> **The problem**
Show every line from the entries that follow which holds the word "hook".

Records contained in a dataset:
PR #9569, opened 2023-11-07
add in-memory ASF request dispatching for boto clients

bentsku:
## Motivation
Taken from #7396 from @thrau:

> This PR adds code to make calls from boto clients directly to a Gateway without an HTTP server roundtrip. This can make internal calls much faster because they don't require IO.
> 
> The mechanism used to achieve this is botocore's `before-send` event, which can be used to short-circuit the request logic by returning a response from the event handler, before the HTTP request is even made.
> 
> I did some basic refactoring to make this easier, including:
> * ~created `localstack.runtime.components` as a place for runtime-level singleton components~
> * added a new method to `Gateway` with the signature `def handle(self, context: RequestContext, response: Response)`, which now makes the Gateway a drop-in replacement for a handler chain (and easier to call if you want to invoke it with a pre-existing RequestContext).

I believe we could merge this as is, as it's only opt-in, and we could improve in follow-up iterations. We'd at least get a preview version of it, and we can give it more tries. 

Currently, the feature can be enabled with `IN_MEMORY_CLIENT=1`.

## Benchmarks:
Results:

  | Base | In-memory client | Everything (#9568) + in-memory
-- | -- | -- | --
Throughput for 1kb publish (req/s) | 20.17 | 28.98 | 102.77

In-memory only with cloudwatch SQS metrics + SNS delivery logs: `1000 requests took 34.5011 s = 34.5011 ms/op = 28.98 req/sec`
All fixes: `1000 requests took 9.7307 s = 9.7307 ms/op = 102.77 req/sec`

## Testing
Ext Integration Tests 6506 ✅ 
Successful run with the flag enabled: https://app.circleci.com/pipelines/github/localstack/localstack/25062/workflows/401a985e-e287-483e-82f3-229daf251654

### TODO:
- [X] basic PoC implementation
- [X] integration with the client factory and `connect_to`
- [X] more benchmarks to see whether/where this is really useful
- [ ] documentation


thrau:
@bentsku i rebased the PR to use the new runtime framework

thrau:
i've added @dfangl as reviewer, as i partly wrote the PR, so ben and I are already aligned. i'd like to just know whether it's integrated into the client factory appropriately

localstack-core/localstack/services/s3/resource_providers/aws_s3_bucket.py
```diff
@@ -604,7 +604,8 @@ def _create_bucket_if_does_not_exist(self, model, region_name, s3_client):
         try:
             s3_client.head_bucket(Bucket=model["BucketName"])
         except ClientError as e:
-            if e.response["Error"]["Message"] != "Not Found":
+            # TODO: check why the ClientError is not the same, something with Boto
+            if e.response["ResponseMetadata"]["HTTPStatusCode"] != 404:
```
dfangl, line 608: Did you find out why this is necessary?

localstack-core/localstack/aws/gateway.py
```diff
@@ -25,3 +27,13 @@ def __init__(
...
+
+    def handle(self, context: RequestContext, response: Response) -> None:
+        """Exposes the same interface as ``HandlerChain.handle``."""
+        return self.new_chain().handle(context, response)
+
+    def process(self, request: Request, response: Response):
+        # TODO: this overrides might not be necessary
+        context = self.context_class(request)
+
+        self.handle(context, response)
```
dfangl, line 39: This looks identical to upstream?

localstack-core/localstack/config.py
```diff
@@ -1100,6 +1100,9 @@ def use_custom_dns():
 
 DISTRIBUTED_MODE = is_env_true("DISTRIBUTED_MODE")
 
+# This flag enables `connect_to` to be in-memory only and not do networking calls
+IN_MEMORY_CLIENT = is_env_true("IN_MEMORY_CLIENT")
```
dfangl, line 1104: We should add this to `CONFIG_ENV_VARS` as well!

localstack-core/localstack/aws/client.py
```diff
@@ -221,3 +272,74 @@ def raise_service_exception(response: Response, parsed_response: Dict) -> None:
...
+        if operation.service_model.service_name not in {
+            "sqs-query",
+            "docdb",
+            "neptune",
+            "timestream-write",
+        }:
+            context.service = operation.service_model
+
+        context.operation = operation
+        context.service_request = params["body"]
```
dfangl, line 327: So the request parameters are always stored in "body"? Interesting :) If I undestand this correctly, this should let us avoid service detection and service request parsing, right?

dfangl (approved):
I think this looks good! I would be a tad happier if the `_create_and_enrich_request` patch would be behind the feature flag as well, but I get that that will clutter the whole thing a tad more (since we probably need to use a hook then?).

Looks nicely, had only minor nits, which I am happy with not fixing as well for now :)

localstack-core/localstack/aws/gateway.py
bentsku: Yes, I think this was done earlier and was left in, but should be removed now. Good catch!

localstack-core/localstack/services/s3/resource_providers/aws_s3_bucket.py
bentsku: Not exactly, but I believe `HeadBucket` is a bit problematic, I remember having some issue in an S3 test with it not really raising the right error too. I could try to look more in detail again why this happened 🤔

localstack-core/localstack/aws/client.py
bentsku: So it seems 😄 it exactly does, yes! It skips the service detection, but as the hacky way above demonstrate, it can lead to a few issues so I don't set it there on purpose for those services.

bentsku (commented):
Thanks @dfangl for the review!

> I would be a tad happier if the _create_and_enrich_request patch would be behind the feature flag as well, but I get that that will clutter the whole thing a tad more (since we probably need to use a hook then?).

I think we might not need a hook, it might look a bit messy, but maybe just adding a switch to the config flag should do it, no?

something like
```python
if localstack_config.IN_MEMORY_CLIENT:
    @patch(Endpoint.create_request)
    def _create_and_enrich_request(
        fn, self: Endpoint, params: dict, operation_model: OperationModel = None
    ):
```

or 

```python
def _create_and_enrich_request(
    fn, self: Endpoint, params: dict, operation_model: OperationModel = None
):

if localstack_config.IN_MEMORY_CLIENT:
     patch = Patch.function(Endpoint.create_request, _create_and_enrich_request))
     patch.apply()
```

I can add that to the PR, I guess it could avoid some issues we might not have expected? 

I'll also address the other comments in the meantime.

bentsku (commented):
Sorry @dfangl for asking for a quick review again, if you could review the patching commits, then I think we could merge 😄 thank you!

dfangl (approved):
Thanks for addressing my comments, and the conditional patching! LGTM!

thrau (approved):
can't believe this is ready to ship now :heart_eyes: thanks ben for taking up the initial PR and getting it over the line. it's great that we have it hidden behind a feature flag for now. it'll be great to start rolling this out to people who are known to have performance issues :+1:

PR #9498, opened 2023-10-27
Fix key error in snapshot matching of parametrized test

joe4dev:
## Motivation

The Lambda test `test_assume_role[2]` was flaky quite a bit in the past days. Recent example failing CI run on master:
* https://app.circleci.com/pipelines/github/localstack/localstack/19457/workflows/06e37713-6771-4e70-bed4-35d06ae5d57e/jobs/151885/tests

> **Exercise result**
I think this looks good! I would be a tad happier if the `_create_and_enrich_request` patch would be behind the feature flag as well, but I get that that will clutter the whole thing a tad more (since we probably need to use a hook then?).
> I would be a tad happier if the _create_and_enrich_request patch would be behind the feature flag as well, but I get that that will clutter the whole thing a tad more (since we probably need to use a hook then?).
I think we might not need a hook, it might look a bit messy, but maybe just adding a switch to the config flag should do it, no?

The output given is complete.